The two architects won international fame with their conversion of an abandoned London power plant into the towering museum of modern art, the Tate Modern. The new gallery opened last year to much critical acclaim.

The Pritzker jury said they had been impressed by the pair’s ingenuity and imagination.

“What we found to be most compelling or fascinating about their work is the capacity that it has to astonish,” jury member Carlos Jimenez said. “They are able to transform rather ordinary shapes, conditions or materials into something that becomes truly extraordinary.”

The two architects, who have been friends since their schooldays, set up their company, Herzog and de Meuron, in Basel in 1978. Since then they have collaborated on a wide range of projects including the Institute for Clinical Pharmacy in Basel and the Dominus winery in California’s Napa Valley.

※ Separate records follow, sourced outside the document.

PR #2401, opened 2026-06-15
fix(list): emit JSON objects for list controls --format json

### LINKED ISSUE #2399: `kubescape list controls --format json` emits a JSON array of pipe-delimited strings, not structured JSON
# Description

`kubescape list controls --format json` and `kubescape list frameworks --format json` advertise structured output for scripting, but the controls variant emits pipe-delimited strings *inside* a JSON array — the worst of both worlds. Anything consuming the file still has to `split("|")` the values, and a missing or extra pipe (e.g. a control name that happens to contain `|`) silently corrupts parsing.

Reproducer:

```bash
$ kubescape list controls --format json | head -5
[
  "C-0001|Forbidden Container Registries|",
  "C-0002|Prevent containers from allowing command execution|NSA, AllControls, ArmoBest, MITRE, ClusterScan",
  "C-0004|Resources memory limit and request|",
  "C-0005|API server insecure port is enabled|NSA, AllControls, ArmoBest, ClusterScan, security",
```

Each element is a `"<id>|<name>|<comma-separated frameworks>"` blob. The frameworks list is itself a CSV (`NSA, AllControls, ArmoBest, ...`) — so a consumer ends up doing two layers of string-splitting on a value that came out of a JSON parser.

`list frameworks` is fine — it's just an array of names:

```bash
$ kubescape list frameworks --format json | head -3
[
  "AllControls",
  "ArmoBest",
```

so this isn't a global format-bug, it's specific to `list controls`.

# Environment

# Steps To Reproduce

```bash
$ kubescape list controls --format json > controls.json
$ jq -r '.[0]' controls.json
C-0001|Forbidden Container Registries|
$ jq -r '.[1] | split("|")[1]' controls.json    # the only way to get the name field
Prevent containers from allowing command execution
```

A user who naively does `jq '.[] | .id'` gets `null` for every entry — the only signal is "values are strings, not objects."

# Expected behavior

`--format json` should emit either an array of objects:

```json
[
  {"id": "C-0001", "name": "Forbidden Container Registries", "frameworks": []},
  {"id": "C-0002", "name": "Prevent containers from allowing command execution",
   "frameworks": ["NSA", "AllControls", "ArmoBest", "MITRE", "ClusterScan"]},
  ...
]
```

…or, if backward-compat with the current consumers is needed, add a `--format json-object` and keep the pipe-delimited form as a legacy default. Either way, the documented `--format json` should produce a value that survives a `jq '.[].id'` query.

Optional but useful additions per element (cheap to include once it's an object): `severity`, `controlID` (alias for `id`), `description`, `remediation` — same fields available in the scan report's per-control summary. Today's pipe-format throws all of these away.

# Actual Behavior

- `--format json` ⇒ JSON array, but elements are pipe-delimited strings.
- `--format pretty-printer` (default) ⇒ box-drawn table — also pipe-derived but at least intended for humans.
- No way to get structured output without post-processing.

# Source
- `cmd/list/controls.go` (or sibling) — the list command's output formatting.
- `core/pkg/listpolicies/` — likely where the control rows are assembled before printing.
- Same audit recommended for any other `list` subcommands (`list exceptions`, `list attack-tracks` if added later).

Aaradhya-07:
## Overview
`kubescape list controls --format json` was emitting a JSON array of pipe-delimited strings (`"C-0001|name|NSA, MITRE"`) instead of structured objects. This meant consumers had to do two layers of string-splitting on output that came from a JSON parser, and `jq '.[].id'` returned null for every entry.

This PR fixes the output to be an array of proper JSON objects:
```json
[
  {"id": "C-0001", "name": "Forbidden Container Registries", "frameworks": []},
  {"id": "C-0002", "name": "Prevent containers from allowing command execution", "frameworks": ["NSA", "AllControls", "MITRE"]}
]
```
`list frameworks` and `list exceptions` are unaffected.

## Additional Information
`IPolicyGetter.ListControls()` is intentionally unchanged — the pipe strings are converted to typed `ControlListEntry` structs in a single `parseControlEntry()` helper inside `core/core/list.go`, keeping the blast radius small. A full interface-layer fix (changing `ListControls()` to return structs directly, which would also require updating `github.com/kubescape/backend`) is a natural follow-up once this lands.

## How to Test
```bash
kubescape list controls --format json | jq '.[0]'
# should print: { "id": "...", "name": "...", "frameworks": [...] }

kubescape list controls --format json | jq '.[].id'
# should print control IDs, not null
```

## Related issues/PRs
* Resolved #2399 

## Release Notes

* **New Features**
  * Enhanced `kubescape list controls` with richer, structured control output for both table and JSON formats.
  * Added direct documentation links per control in the listings.
* **Improvements**
  * Updated control formatting to render framework information more consistently and clearly.
  * JSON output now provides structured objects (easier to consume programmatically).
* **Tests**
  * Expanded coverage for control parsing, row generation, and JSON/table formatting behaviors.

### DIFF
--- a/core/core/list.go
+++ b/core/core/list.go
@@ -115,19 +115,31 @@ func listControls(ctx context.Context, listPolicies *metav1.ListPolicies) ([]met
 	return entries, nil
 }
 
-// parseControlEntry converts a pipe-delimited "id|name|fw1, fw2" string from
-// IPolicyGetter.ListControls into a typed ControlListEntry.
+// parseControlEntry converts a pipe-delimited "id|name|fw1, fw2" string into a ControlListEntry.
 func parseControlEntry(pipe string) metav1.ControlListEntry {
-	parts := strings.SplitN(pipe, "|", 3)
 	entry := metav1.ControlListEntry{Frameworks: []string{}}
-	if len(parts) > 0 {
-		entry.ID = parts[0]
+	if pipe == "" {
+		return entry
 	}
-	if len(parts) > 1 {
-		entry.Name = parts[1]
+
+	first := strings.Index(pipe, "|")
+	if first == -1 {
+		entry.ID = pipe
+		return entry
 	}
-	if len(parts) > 2 && parts[2] != "" {
-		for _, fw := range strings.Split(parts[2], ", ") {
+	entry.ID = pipe[:first]
+
+	rest := pipe[first+1:]
+	last := strings.LastIndex(rest, "|")
+	if last == -1 {
+		entry.Name = rest
+		return entry
+	}
+
+	entry.Name = rest[:last]
+	frameworksRaw := rest[last+1:]
+	if frameworksRaw != "" {
+		for _, fw := range strings.Split(frameworksRaw, ",") {
 			if fw = strings.TrimSpace(fw); fw != "" {
 				entry.Frameworks = append(entry.Frameworks, fw)
 			}
--- a/core/core/list.go
+++ b/core/core/list.go
@@ -16,8 +16,9 @@ import (
 	"github.com/maruel/natural"
 )
 
+// listFunc handles targets whose output is a flat []string (frameworks, exceptions).
+// "controls" is handled separately via listAndFormatControls because it produces typed structs.
 var listFunc = map[string]func(context.Context, *metav1.ListPolicies) ([]string, error){
-	"controls":   listControls,
 	"frameworks": listFrameworks,
 	"exceptions": listExceptions,
 }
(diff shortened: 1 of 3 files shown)


matthyx (commented):
**Review: no blockers.** Verified the change locally against `master` (build + `go test ./core/core/...` pass; CI is green).

The fix is correct and well-scoped:
- `list controls --format json` now emits proper objects (`id`/`name`/`frameworks`) instead of pipe-delimited strings, which resolves #2399 (`jq '.[].id'` now works).
- `--format pretty-print` and the default are preserved; an unknown `--format` still errors with the same supported-formats message.
- The pipe→struct conversion is contained in `parseControlEntry`, `IPolicyGetter.ListControls()` is untouched, and `frameworks`/`exceptions` are unaffected — blast radius is minimal as described.
- No internal consumer parses the old pipe-delimited CLI output (the `summaryDetails.ListControls()` callers are an unrelated method), so nothing downstream breaks.

Two non-blocking notes (fine to merge as-is):
1. This is an intentional **breaking change to the JSON output contract** of `list controls`. Worth a line in the release notes / changelog so downstream scripts pinned to the old `"id|name|fw"` strings are warned.
2. `parseControlEntry` uses `strings.SplitN(pipe, "|", 3)`, so a control *name* containing a literal `|` would be mis-parsed (same edge CodeRabbit flagged). Not a real concern with today's control names, but a regression test or a right-most split would harden it.

Nice cleanup overall.

Aaradhya-07:
thanks for the review , I Just addressed  the | in control names edge case in latest commit.

matthyx (commented):
Re-checked at `e7256d8`. The new `parseControlEntry` (ID before the first `|`, frameworks after the last `|`, name = everything in between) correctly handles control names containing `|` — verified locally, build + `core/core` tests pass, CI green. Since the backend always emits exactly `id|name|frameworks`, the right-most split reliably recovers frameworks while preserving interior pipes in the name. The added test case covers it.

Still no blockers. Only remaining note is the optional release-note line for the breaking JSON-output change. Good to merge.

matthyx (approved):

De Meuron attributes their success as a team to the fact that he and his partner complement each other well. “Jacques’ strengths are my weaknesses, and his weaknesses are my strengths,” he said.

The two architects are currently working on several high-profile US projects – the expansion of the Walker Art Center in Minneapolis, the new de Young Memorial Museum in San Francisco, and the Astor Hotel in Manhattan, a joint project with last year’s Pritzker Prize winner, Rem Koolhas.